**Assignment:** Return, from the data that follows, each line that holds the word "sense".

[Collected data entries]

━━━━

PR #1156, opened 2016-03-31
Upgrade Matryoshka to v0.8.0.

sellout:
Significant changes are

- generalization of Elgot algebras;
- renaming `once` to `orOriginal`;
- `Embed.unapply`, which obsoletes `IsInvoke`; and
- remove `import Fix._`[†].

[†]: Removing this import requires that we add a bunch of type
annotations. But that’s helpful, because it makes it easier to
generalize over `T`, and it shows where we need to use kinda-curried
types in Matryoshka.

### DIFF
--- a/CHANGELOG/revision.md
+++ b/CHANGELOG/revision.md
@@ -1,0 +1,1 @@
+- upgrade to Matryoshka 0.8.0
--- a/core/src/main/scala/quasar/compiler.scala
+++ b/core/src/main/scala/quasar/compiler.scala
@@ -23,7 +23,7 @@ import quasar.sql._
 import quasar.std.StdLib._
 import quasar.SemanticAnalysis._, quasar.SemanticError._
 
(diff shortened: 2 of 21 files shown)


CHANGELOG/revision.md
```diff
@@ -0,0 +1 @@
+- refactoring
```
wemrysi: Mind being more specific?

wemrysi:
:+1: one minor comment regarding changelog message, but that's it.

CHANGELOG/revision.md
sellout: So “refactoring” may not be the best description, but the changelog is really for user-visible changes. So maybe “no visible changes” or something?

wemrysi: I don't really see the advantage of adding a content-free message vs one that actually describes what happened, even if an API user won't care. Someone depending on quasar as a library might care (especially if they're also depending on matryoshka and can now update their local dep. etc).

PR #1159, opened 2016-04-04
Add summary of MOVE for mounts to readme

garyb:


jedesah:
This looks good to me but assigning @mossprescott for a quick sanity check.

Technically, we need a changelog file in order to merge this. @sellout and I had a heated discussion about whether a change to the README warrants a changelog or not and I lost 😄 .

README.md
```diff
@@ -433,6 +433,10 @@ Creates a new mount point or replaces an existing mount point using the JSON con
 
 Deletes an existing mount point, if any exists at the given path. If no such mount exists, the request succeeds but the response has no content.
 
+### MOVE /mount/fs/[path]
+
+Moves a mount from one path to another. The new path must be provided in the `Destination` request header. This will return a 409 Conflict if a database mount is being moved under the path of an existing database mount.
```
mossprescott: It would be more precise to say "above or below an existing database mount."

mossprescott:
@garyb: Thanks for the contribution :)

And @jedesah's right, please add a file `CHANGELOG/revision.md` with a single line like:
```
- add missing documentation
```
That's what our merge script uses to figure out how to bump the version.

README.md
garyb: I saw that in the description of the other endpoints, but I wouldn't have thought you could move it above an existing mount, as it would have to already contain the mount that is being moved for that condition to happen?

garyb:
Ah ok! I'll add that once the 409 conflict description is confirmed.

README.md
mossprescott: I'm not sure we're speaking the same language.

Say you have db mounts at `/a/b/` and `/c/`. Attempting to move the second mount from `/c/` to `/a/` would put it _above_ `/a/b/`. Moving it to `/a/b/d/` would put it below. Either one is an error.

Does that make more sense?

garyb: Ok yep, that totally makes sense. I assumed it would fail some other way there actually (like the "already exists" error), but I see now that doesn't really apply to mounts, since the parent parts of the path don't really exist.

garyb:
How's this look? I assume we needed a new changelog file since 6.1.1 has been released?

mossprescott:
That wording looks good to me.

The changelog file actually has to be called, literally, `revision.md`. Our merge script figures out what the new version is based on that and whatever happens to be on master and bumps the actual version for the build. See https://github.com/quasar-analytics/quasar/wiki/Versioning if you're curious.

garyb:
I see, neat!

I think I've got it this time... at least I should know what I'm doing next time I attempt to contribute!

mossprescott:
@garyb: One more thing for the script... this branch needs to be rebased on latest master so the script can merge it with --ff-only. Sorry about all the fuss.

garyb:
No problem, it's rebased now.

mossprescott:
Merged as 7.0.3. Thanks again!

PR #1160, opened 2016-04-05
fix check for no backend configuration in regression test

mossprescott:
Probably has been broken for some time, but only recently encountered.


sellout:
👍🏾

mossprescott:
6.1.1

PR #1163, opened 2016-04-06
SD-1239 Prevent changing to a non-existent directory in the repl

wemrysi:
Ensure the directory exists before changing to it the repl.


sellout:
👍🏾

PR #1164, opened 2016-04-06
Pull common test-related code out of `core`

mossprescott:
This allows `web` and `it` to depend on `core` and a couple of new, small subprojects, instead of `core`'s tests. This means slightly faster local builds and less hassle when things are in flux.

It will also allow other projects to make use of the Arbitrary instances and other utilities.

_This brings us in line with how scala-pathy is organized, for example, and makes building `web` and `it` a bit more sane._

_On the other hand, it involves moving all of the `core` test files, so will possibly cause some disruption._


core-scalacheck/src/main/scala/quasar/fs/PathArbitrary.scala
```diff
@@ -43,6 +44,7 @@ trait PathArbitrary {
     parentDir(dir).getOrElse(dir) </> rFile
   }
 
+  @SuppressWarnings(Array("org.brianmckenna.wartremover.warts.OptionPartial"))
```
jedesah: Why did we need to add this?

jedesah:
What is the advantage of creating a `core-tests` project as opposed to leaving those tests in `core`?

jedesah:
Why is `ConfigSpec` in `core-specs2`?

core-scalacheck/src/main/scala/quasar/fs/PathArbitrary.scala
mossprescott: This code used to under `core/src/test`, which is apparently compiled without WartRemover. In the new structure, the shared code goes to `.../src/main` under each of the new projects.

mossprescott:
The tests moved to a separate subproject because they need to depend on `scalacheck` and `specs2`, which in turn depend on `core`. It may be possible to make only the `test` configuration in `core` depend on those two projects; I didn't try that because I noticed that pathy was broken down in this way and figured I'd be consistent with that.

`ConfigSpec` had to go to a shared location because it is extended in both `core-tests` and `web`'s tests (and perhaps also in quasar-advanced?) It's slightly awkward, but I think it's better than putting in one of the other projects or making yet another project for the one file.

One way to look at it is that `scalacheck` contains `Arbitrary`s and anything else that might be useful for somebody using some of the datatypes from `core`, whereas `specs2` contains stuff that's really about us writing tests for `core` and `web`.

jedesah:
I understand. I think we can probably come up with a better name for the `specs2` project. I might even argue that it could be folded into the `scalacheck` project and have that project be "test-utils" (find better name) as opposed to "test utils, but only for this one library scalacheck".

jedesah:
Especially considering there is a bunch of useful arbitraries in the `specs2` sub-project currently.

mossprescott:
You mean `AlphaCharacters` and `AlphaAndSpecialCharacters`? I would be fine with moving those to `scalacheck`. I do think there's probably _some_ value in keeping the Arbitrary's separate, but I agree that the `specs2` project is a bit of a catch-all and not all of it really relates to specs2. And I don't think `core-test-utils` is _that_ bad of a name.

How about I rename `core-specs2` to `core-test-utils`, move the string arbitraries to `core-scalacheck` somewhere, and call it a day?

jedesah:
Sorry for the late response, was gone to the gym. I'm okay with just renaming the `specs2` project. although I would be curious for you to elaborate on that "some" value that having a `scalacheck` only sub-project provides (not because I don't believe you, just not obvious to me!).

Also, I would be okay with yet another project for the actual specs2 related stuff in the current `specs2` sub-project because they seem to have nothing to do with `quasar`. Perhaps with a disclaimer suggesting we consider contributing back to `specs2` proper.

I appreciate that you want to get this merged as soon as possible, so feel free to just rename the `specs2` project, merge, and we can continue pointlessly splitting hairs after 😝

mossprescott:
Just noticed the coverage hit and will resolve that before merging.

mossprescott:
I didn't get anywhere with codecov, and I don't want to put more time into this now, so I'm closing the PR.

It won't be hard to repeat the exercise later on if we choose.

━━━━

**Response area:**
Does that make more sense?
garyb: Ok yep, that totally makes sense. I assumed it would fail some other way there actually (like the "already exists" error), but I see now that doesn't really apply to mounts, since the parent parts of the path don't really exist.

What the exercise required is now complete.